Alibaba's New Model Runs on Consumer GPUs
Alibaba just dropped an open-source model, Qwen 3.5-35B-A3B, that runs on consumer-grade 24GB GPUs. It reportedly beats GPT-5 mini and Claude Sonnet 4.5 on benchmarks, supports a 1M-token context, and has API costs ~60% lower than competitors, signaling a potential price collapse for frontier AI capabilities.

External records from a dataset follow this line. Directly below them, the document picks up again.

PR #2096, opened 2026-08-28
fix (sdc-populate) `$populate` silently drops open-choice answers that are not in answerOption

### LINKED ISSUE #2095: `$populate` silently drops open-choice answers that are not in `answerOption`
# `$populate` silently drops open-choice answers that are not in `answerOption`

**Describe the bug**

During pre-population, `@aehrc/sdc-populate` drops `valueCoding` answers produced by an `initialExpression` when they do not match one of the item's `answerOption` codings - including on `open-choice` items, where FHIR allows answers outside the listed options.

 What makes this hard to deal with is that nothing surfaces. The expression resolves correctly and the answer is present in the intermediate response, then it disappears before the QuestionnaireResponse is returned, no error, no warning, no entry in the OperationOutcome. An answer that was produced and then discarded looks exactly like one that was never produced, so there is nothing to triage on and each occurrence has to be traced by hand.

**To Reproduce**

An `open-choice` item that lists common diagnoses as options but has to accept any ICD-10 code recorded on the patient:

```json
{
  "linkId": "dx-primary",
  "type": "open-choice",
  "answerOption": [
    {
      "valueCoding": {
        "system": "http://hl7.org/fhir/sid/icd-10-cm",
        "code": "E11.9",
        "display": "Type 2 diabetes mellitus without complications"
      }
    }
  ],
  "extension": [
    {
      "url": "http://hl7.org/fhir/uv/sdc/StructureDefinition/sdc-questionnaire-initialExpression",
      "valueExpression": {
        "language": "text/fhirpath",
        "expression": "%condition.code.coding.first()"
      }
    }
  ]
}
```

1. Populate it for a patient whose `Condition.code.coding.first()` is any ICD-10 coding other than `E11.9`, for example `J44.9`.
2. `dx-primary` comes back with no answer.

**Expected behavior**

`dx-primary` is answered with the populated coding. `open-choice` exists so that answers outside the listed options are allowed, and the same function already preserves non-matching `valueString` answers for exactly that reason - the coding path just misses the same consideration.

Plain `choice` items should keep filtering as they do today.

**Additional context**

There appear to be two separable defects behind this:

1. `filterAndNormaliseAnswers` (`utils/processValueSets.ts`) filters regardless of item type. `valueCoding` answers absent from the item's options - `answerOption`, expanded valueSet, or contained valueSet are dropped, and the item type is not available at that point, so `open-choice` cannot be distinguished from `choice`. The neighbouring `valueString` branch already carries the comment "to support open-choice questions where arbitrary strings are allowed".

2. `findInAnswerOptions` (`utils/answerOption.ts`) never matches Coding values. `parseValueToAnswer` passes raw FHIRPath results to it, but the signature is `(options, str: string)` and it compares with `===` against option codes and displays. Coding objects, anything from `%condition.code.coding.first()` and similar, never match, so a Coding that *is* among the options is not normalised to that option's coding. It survives today only because the later options filter happens to compare by `code`.

- Reproduced on `@aehrc/sdc-populate` 4.7.1.
- A fix for the first defect is behaviour-changing only for `open-choice` items; `choice` items keep their current filtering, so existing forms are unaffected.
- Found in a Da Vinci DTR prior-authorization form (CMS-0057 tooling) on an ICD-10 primary-diagnosis field: the `Condition` was passed correctly, the FHIRPath resolved correctly, and the answer vanished between the two.
- I have a working implementation for both defects with regression tests, and would be happy to submit a PR if this approach is acceptable.

not-in-stock:
## Summary

Fixes #2095.

`$populate` was silently dropping or rewriting pre-populated coding answers. The pattern behind every defect here is the same: population matches codings in two places (`findInAnswerOptions` during initial population, the valueSet answers filter in `processValueSets.ts`) with different rules, and each disagreement between the two produces a silently wrong answer.

One commit per defect, details in the commit messages; the reproduction is in #2095:

- open-choice answers outside answerOption/valueSet options were filtered out
- Coding values from FHIRPath results never matched answerOptions (string-only comparison)
- the valueSet answers filter matched by bare code: a same-code coding from a different system was rewritten to the option's coding, and display-only options matched by `undefined === undefined`; both steps now share one matcher
- a systemless Coding fell through to `valueString` with the object as its payload, a structurally invalid answer
- answerOption `{valueInteger: 0}` never matched (falsy guard)
- a value-less Quantity could pass as a Coding; `valueIsCoding` is now a property allowlist
- cleanup: open-choice items are recorded during the existing population walk instead of a second traversal, and the filter's new parameter is required instead of defaulting to empty

## A related renderer gap

The `valueCoding` outliers this PR preserves are visible in the select/autocomplete open-choice variants but not in the radio/checkbox variants: `OpenChoiceRadioAnswerOptionItem` and `useOpenLabel` surface out-of-option answers only via `valueString`, so a preserved coding renders as an unanswered item while the response still carries it. The gap predates this PR, but this change makes it reachable through `$populate` alone. I can file it as a separate issue if you agree it is renderer scope rather than population scope.

## Backwards Compatibility

- `choice` items keep the current filtering behaviour; only `open-choice` items keep out-of-option codings
- `findInAnswerOptions()` still accepts plain strings with unchanged matching; Coding support is additive
- System agreement applies only when both codings specify a system, so systemless data keeps matching as before
- The one intentional break is compile-time only: `filterValueSetAnswersRecursive()` gained a required parameter. All in-repo callers are updated; external callers get a type error, not a behaviour change

## Test Plan

- [x] Full `sdc-populate` suite passes, `tsc --noEmit` and prettier clean
- [x] Every new regression test was run against the unfixed code and observed to fail
- [x] End-to-end `populate()` test: an open-choice and a choice item prefilled from the same out-of-options Condition coding; the open-choice answer survives, the choice answer is filtered

### DIFF
--- a/packages/sdc-populate/src/SDCPopulateQuestionnaireOperation/test/answerOption.test.ts
+++ b/packages/sdc-populate/src/SDCPopulateQuestionnaireOperation/test/answerOption.test.ts
@@ -83,4 +83,37 @@ describe('findInAnswerOptions', () => {
     const result = findInAnswerOptions([], 'anything');
     expect(result).toBeUndefined();
   });
+
+  it('finds option by Coding value matching system and code', () => {
+    const result = findInAnswerOptions(options, { system: 'http://loinc.org', code: '1234-5' });
+    expect(result).toEqual({
+      valueCoding: { ...codingOption.valueCoding }
+    });
+  });
+
+  it('finds option by Coding value without a system when codes match', () => {
+    const result = findInAnswerOptions(options, { code: '1234-5' });
+    expect(result).toEqual({
+      valueCoding: { ...codingOption.valueCoding }
+    });
+  });
+
+  it('returns undefined for Coding value with a different system', () => {
+    const result = findInAnswerOptions(options, {
+      system: 'http://snomed.info/sct',
+      code: '1234-5'
+    });
+    expect(result).toBeUndefined();
+  });
+
+  it('returns undefined for Coding value with a non-matching code', () => {
+    const result = findInAnswerOptions(options, { system: 'http://loinc.org', code: '9999-9' });
+    expect(result).toBeUndefined();
+  });
+
+  it('does not match a Quantity-like object against coding options', () => {
+    const quantity = { value: 10, unit: '1234-5', system: 'http://loinc.org', code: '1234-5' };
+    const result = findInAnswerOptions(options, quantity as never);
+    expect(result).toBeUndefined();
+  });
 });
--- a/packages/sdc-populate/src/SDCPopulateQuestionnaireOperation/test/answerOption.test.ts
+++ b/packages/sdc-populate/src/SDCPopulateQuestionnaireOperation/test/answerOption.test.ts
@@ -117,3 +117,12 @@ describe('findInAnswerOptions', () => {
     expect(result).toBeUndefined();
   });
 });
+
+describe('findInAnswerOptions zero-valued integer options', () => {
+  it('matches answerOption valueInteger 0 for a populated string "0"', () => {
+    const options = [{ valueInteger: 0 }, { valueInteger: 5 }];
+
+    expect(findInAnswerOptions(options, '0')).toEqual({ valueInteger: 0 });
+    expect(findInAnswerOptions(options, '5')).toEqual({ valueInteger: 5 });
+  });
+});
--- a/packages/sdc-populate/src/SDCPopulateQuestionnaireOperation/test/answerOption.test.ts
+++ b/packages/sdc-populate/src/SDCPopulateQuestionnaireOperation/test/answerOption.test.ts
@@ -33,7 +33,7 @@
  */
 
 import { describe, expect, it } from '@jest/globals';
-import { findInAnswerOptions } from '../utils/answerOption';
+import { findInAnswerOptions, valueIsCoding } from '../utils/answerOption';
 
 describe('findInAnswerOptions', () => {
   const codingOption = {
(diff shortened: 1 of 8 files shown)


leoniedickson:
Thanks for tackling this — the unification via `codingMatchesOption` is a nice fix for the two-places-disagree root cause.

One related gap I found: `valueIsCoding` (`answerOption.ts:94`) requires `code` to be a `string`, so a Coding that legally omits `code` (e.g. `{system, display}` only — every `Coding` element is `0..1` in base FHIR) is never recognized as a Coding by `findInAnswerOptions` or `parseValueToAnswer` (`parse.ts:121`). It falls through to the generic-object fallback and gets flattened to `valueString`, losing `system` entirely, instead of `valueCoding` — even though `codingMatchesOption`'s own display-only branch (lines 113-116) treats a code-less Coding as legitimate and matchable.

**Repro**: a `choice` item with a display-only `answerOption`:
```json
{
  "answerOption": [
    { "valueCoding": { "system": "http://example.com/local-codes", "display": "Query positive" } }
  ]
}
```
populated from an `initialExpression` resolving to `{system: "http://example.com/local-codes", display: "Query positive"}` (no `code`) produces `{"valueString":"Query positive"}` instead of matching the option as `valueCoding`.

**Suggested fix** — allow `code` to be absent, not just a string:
```ts
export function valueIsCoding(value: unknown): value is Coding {
  return (
    typeof value === 'object' &&
    value !== null &&
    ((value as Coding).code === undefined || typeof (value as Coding).code === 'string') &&
    Object.keys(value).every((key) => CODING_PROPERTIES.has(key))
  );
}
```

Happy for you to fold this into the PR if it's easier from your end, or I can push a commit — whichever's more convenient.

not-in-stock:
Thanks @leoniedickson, good catch. The display-only branch in `codingMatchesOption` was indeed unreachable for real FHIRPath results because `valueIsCoding` rejected the value before it got there.

I'll fold the fix into this PR.
One adjustment on top of your suggestion: with `code` optional, objects like `{}` or `{userSelected: true}` also start passing the property allowlist and would end up as an empty `valueCoding` in the response, so the predicate will additionally require at least one of `system` or `code`. A bare `{display}` object keeps its current fallback. Will add a regression test for your repro along with it.

leoniedickson (approved):
Thanks @not-in-stock, looks good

The architectural innovation behind Qwen3.5-35B-A3B is its use of a sparse Mixture-of-Experts (MoE) framework. This means that while the model contains 35 billion total parameters, only 3 billion are activated for any given token during inference. This design significantly reduces the computational load, allowing the model to deliver the knowledge capacity of a much larger model with the processing requirements of a smaller one. This efficiency is what enables the model to run on consumer-grade hardware. With 4-bit quantization, the Qwen3.5-35B-A3B model can fit within the 24GB of VRAM found on GPUs like the NVIDIA RTX 3090 or 4090. Community-reported benchmarks show impressive performance, with an RTX 3090 achieving around 110 tokens per second. The model natively supports a 262,144-token context window, which is already substantial for tasks requiring long-form content analysis. However, this can be extended to over 1 million tokens. The hosted version of the model, known as Qwen3.5-Flash, comes with a 1 million token context window by default. In terms of performance, benchmarks indicate that Qwen3.5-35B-A3B is competitive with or even surpasses other prominent models in its class. It has shown strong results on benchmarks for knowledge and visual reasoning, outperforming models like GPT-5 mini and Claude Sonnet 4.5 on specific evaluations such as MMMLU (Massive Multitask Language Understanding) and MMMU-Pro (a benchmark for multimodal understanding). The API pricing for the hosted Qwen3.5-Flash is set at approximately $0.10 per million input tokens and $0.40 per million output tokens. Other API providers offer the 35B-A3B model at rates around $0.25 per million input tokens and $2.00 for output. This pricing structure presents a significant cost reduction compared to competitors like Claude Sonnet 4.5, which has API pricing of $3 for input and $15 for output per million tokens.